Hi friends! I need a help!
I have a:
*HW:* Server 4-cores Xeon + 7Gb RAM + 500Gb HDD
*HOST OS: * FreeBSD 9.0 amd64 *[default install with GENERIC kernel]* + VirtualBox 4.1.12
When I try to install in virtualbox a Windows guest with 6Gb RAM, after several minutes of guest system install, host system hangs. 
Now I have not any logs from it.
System responses to ping requests, but not accessible by ssh after hangs.
And if I install guest system with 2Gb RAM, host isn't hangs.

What I need to do for solve that problem?


----------



## bbzz (Apr 8, 2012)

Out of curiosity, why do you need whooping 6GB out of 7GB for Windows?


----------



## G_Nerc (Apr 8, 2012)

It will be terminal server mainly for work with software which consumes not much CPU time, but eats 400-600MB RAM for one instance.
I know that someone starts tell Me that FreeBSD + VirtualBox is a bad solution for critical tasks. But I have 6 Windows PDC+DNS+DHCP servers and 2 MS Exchange Server installation in FreeBSD + VirtualBox and it works fine.
And 6 GB from 7Gb available I whooping for Windows also because host machine will not have any other roles.


----------



## pkubaj (Apr 8, 2012)

If Windows VM in VirtualBox is the only thing this PC will serve for, can't you just install Windows as a host with no VMs? You know, performance in VM is crippled at best and you won't be using this host anything else.


----------



## G_Nerc (Apr 9, 2012)

pkubaj said:
			
		

> If Windows VM in VirtualBox is the only thing this PC will serve for, can't you just install Windows as a host with no VMs? You know, performance in VM is crippled at best and you won't be using this host anything else.

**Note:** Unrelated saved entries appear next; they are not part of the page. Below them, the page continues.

PR #854, opened 2020-03-12
Documenting compatibility matrix between controller-runtime and kubernetes

yue9944882:
/cc @DirectXMan12 @pwittrock 

this pull adds a compatibility matrix to the README page so that users wont stumble on matching the releases w/ kubernetes dependencies..

i got the matrix by running unit-tests w/ the variety of kubernetes dependencies. i.e. k8s.io/{apiserver,apimachinery,api,client-go}. by `NOT COMPATIBLE`, means compiling will be failing.

### DIFF
--- a/README.md
+++ b/README.md
@@ -39,6 +39,21 @@ Contributors:
   * [Documentation Changes](/.github/PULL_REQUEST_TEMPLATE/docs.md)
   * [Test/Build/Other Changes](/.github/PULL_REQUEST_TEMPLATE/other.md)
 
+##### Compatibility Matrix
+
+| Controller-Runtime      | release-0.2 | release-0.3 | release-0.4 | release-0.5 |
+|-------------------------|-------------|-------------|-------------|-------------|
+| kubernetes/release-1.17 |     -       |     -       |     ✓       |     ✓       |
+| kubernetes/release-1.16 |     -       |     -       |     ✓       |     ✓       |
+| kubernetes/release-1.15 |     ✓       |     ✓       |     -       |     -       |
+| kubernetes/release-1.14 |     ✓       |     ✓       |     -       |     -       |
+| kubernetes/release-1.13 |     -       |     -       |     -       |     -       |
+| kubernetes/release-1.12 |     -       |     -       |     -       |     -       |
+
+Key: 
+
+* `✓`: Compatible, `-`: Incompatible.
+  
 ## FAQ
 
 See [FAQ.md](FAQ.md)


README.md
```diff
@@ -39,6 +39,21 @@ Contributors:
...
+##### Compatibility Matrix
+
+| Controller-Runtime      | release-0.2 | release-0.3 | release-0.4 | release-0.5 |
+|-------------------------|-------------|-------------|-------------|-------------|
+| kubernetes/release-1.17 |     -       |     -       |     ✓       |     ✓       |
+| kubernetes/release-1.16 |     -       |     -       |     ✓       |     ✓       |
+| kubernetes/release-1.15 |     ✓       |     ✓       |     -       |     -       |
+| kubernetes/release-1.14 |     ✓       |     ✓       |     -       |     -       |
+| kubernetes/release-1.13 |     -       |     -       |     -       |     -       |
+| kubernetes/release-1.12 |     -       |     -       |     -       |     -       |
```
vincepri: I'd say we can probably remove these given that there is no support, wdyt?

mars1024:
Looking forward to this for a long time! Thanks!

There used to be a hard time for me to downgrade version and compile project again and again and again...

README.md
yue9944882: yeah by the policy, we provides support for three minor releases at a time. do you think if it's an improvement to clarify the compatibility for these out-of-support releases explicitly so that users wont even try spend time on it? given the fact that a portion of clusters aren't always catching up w/ the time windows of supports.. otherwise we can also rename it like `kubernetes/release-1.12 (unsupported)` for clarification?

vincepri: I don't think we necessarily need to for now, but also don't wanna block on it. When I first read the matrix I immediately noticed that the last two versions were there with no supported version. If we have  `1.14` as the first one, it'd probably going to be clear to users that's the minimum supported version

DirectXMan12:
This matrix is, at best, confusing.  If we're gonna do this, we should move this out into a separate document and explain what we mean.

Specifically: this implies that these are the supported Kubernetes versions that controller-runtime _works against, which is almost certainly wrong, and given the PR description, not what you meant.  This is particularly confusing, since client-go's compatibility matrix documents which versions of Kubernetes client-go can be used against.

AFAIK, the most recent CR works against most, if not all, of the versions of Kubernetes listed.

If we mean "what kubernetes libraries can this be compiled with", then we can say that.  However, that's a *wildly* different statement than "what versions of Kubernetes does CR work with", and as it is, this will only confuse the matter and reinforce the idea that you need kubernetes-1.Y dependencies to talk to a Kubernetes 1.Y cluster.

(this isn't intended to sound mean or antagonistic -- I just want to make sure that we don't confuse people more than they already are).

DirectXMan12:
/hold

for discussion

README.md
yue9944882: convinced. i will shorten the rows to 1.14 on master. how do you think if i pick the matrix to release-0.[1-5]?:
- for matrix upon `release-0.1`, it will cover k8s `release-1.1[0-3]`
- for matrix upon `release-0.2`, it will cover k8s `release-1.1[1-4]`
- for matrix upon `release-0.3`, it will cover k8s `release-1.1[2-6]`
- for matrix upon `release-0.4`, it will cover k8s `release-1.1[3-6]`
- for matrix upon `release-0.5`, it will cover k8s `release-1.1[4-7]`

yue9944882:
> If we mean "what kubernetes libraries can this be compiled with", then we can say that. However, that's a wildly different statement than "what versions of Kubernetes does CR work with"

@DirectXMan12 agree. given the fact that controller-runtime is doing well in keeping backward compatibility in terms of exported/public interfaces and doesnt have many breaking changes in functionalities ever since, so it's supposed to be always "working" w/ most kubernetes releases. while the compiling can basically be failing due to following reasons AFAIK:
- client-go completely deprecated/removed exported/public definitions at a point. e.g. https://github.com/kubernetes/kubernetes/issues/82859
- controller-runtime uses those definitions introduced in later client-go e.g. coordination api, workqueue metrics, etc.

and these compiling issues will also lead to some troubles when users trying to solve/match the dependencies w/ the vendor/mod management toolings in various usecase. the point of the matrix, is actually suggesting the users a proper range of k8s-ish dependency versions to try. how do you think about renaming it to `version-skew compiling matrix`?

Issue #855, opened 2020-03-12
Document controller health probes


GrigoriyMikhalkin:
Was mentioned in comments to https://github.com/kubernetes-sigs/controller-runtime/pull/419, that it's not quite clear how to set health probes for controller. 

Would be nice to add minimal example of manager with health/readiness checks.

P.S. I would gladly do that

alexeldeib:
I really like the examples provided by controller runtime, for example the package level one: https://github.com/kubernetes-sigs/controller-runtime/blob/master/example_test.go

and the webhook specific one: https://github.com/kubernetes-sigs/controller-runtime/blob/master/pkg/webhook/example_test.go

perhaps we could had a runnable main.go example with healthz?

alexeldeib:
If that's already what you meant, i'd go for it! Or are you thinking about something else like a gitbook for controller runtime?

GrigoriyMikhalkin:
@alexeldeib Was thinking more about adding example to https://github.com/kubernetes-sigs/controller-runtime/blob/master/pkg/manager/example_test.go(please check PR).

But adding runnable example(in addition), also a good idea. Maybe we can add health probes to examples in https://github.com/kubernetes-sigs/controller-runtime/tree/master/examples, what you think?

LeoLiuYan:
Maybe I can work for it?

GrigoriyMikhalkin:
@LeoLiuYan There's already PR: https://github.com/kubernetes-sigs/controller-runtime/pull/856

stevekuznetsov:
/reopen

This is not fixed and it's still entirely unclear how this works for a newcomer to this framework. Why do health and readiness probes have names? When do they start running? How do multiple interact?

GrigoriyMikhalkin:
@stevekuznetsov There's [now] [closed PR](https://github.com/kubernetes-sigs/controller-runtime/pull/856/files) with simple probes example. Also, i could write chapter in kubebuilder on health probes if that would be helpful.

taylormgeorge91:
> @stevekuznetsov There's [now] [closed PR](https://github.com/kubernetes-sigs/controller-runtime/pull/856/files) with simple probes example. Also, i could write chapter in kubebuilder book on health probes if that would be helpful.

That would be helpful if still an option

PR #856, opened 2020-03-13
📖 CR-855: added example of probes usage with controller

GrigoriyMikhalkin:
Solves #855


alexeldeib:
makes sense to me! dropped this into a main.go and tested locally, seems good.

/ok-to-test
/lgtm

omerlh:
What is `healthz.Ping`? I was wondering what I should put there :)

christopherhein:
@omerlh https://github.com/kubernetes-sigs/controller-runtime/blob/v0.5.1/pkg/healthz/healthz.go#L188

omerlh:
I would consider changing the name - Ping is not what I was expecting this function to do. Maybe just `ok` or `dummy`?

Thank you, but I need an answer for my question.


----------



## wblock@ (Apr 9, 2012)

Wait... Windows 2003 *32-bit*?  It's not going to see more than about 3.5G anyway.  Unless PAE is involved, and it might be.


----------



## G_Nerc (Apr 9, 2012)

Good day *wblock@*! Maybe your version is  right, but Windows 2003 32bit installs without problem on native machine with more than 4Gb RAM. And if problem in 32bit Windows, does it mean that host machine must completely hangs? Maybe needs some dig in that problem for good PR to VirtualBox developers and maintainers?


----------



## da1 (Apr 10, 2012)

Firstly, I would like to point out what wblock said about the 32 bit architecture of Windows; you will not able to use 4GB of RAM or more on it. Maybe you can try a 64 bit version?

Then, off to debugging. 
1) Show us the settings you have for the Windows VM

```
VBoxManage showvminfo <vm_name>
```

Open several terminals to the host OS and monitor the disks, top, vmstat, and enable the "all" log in /etc/syslog.conf:

```
*.*                  /var/log/all.log
```
then, create the file and restart syslog and monitor this log in yet another terminal.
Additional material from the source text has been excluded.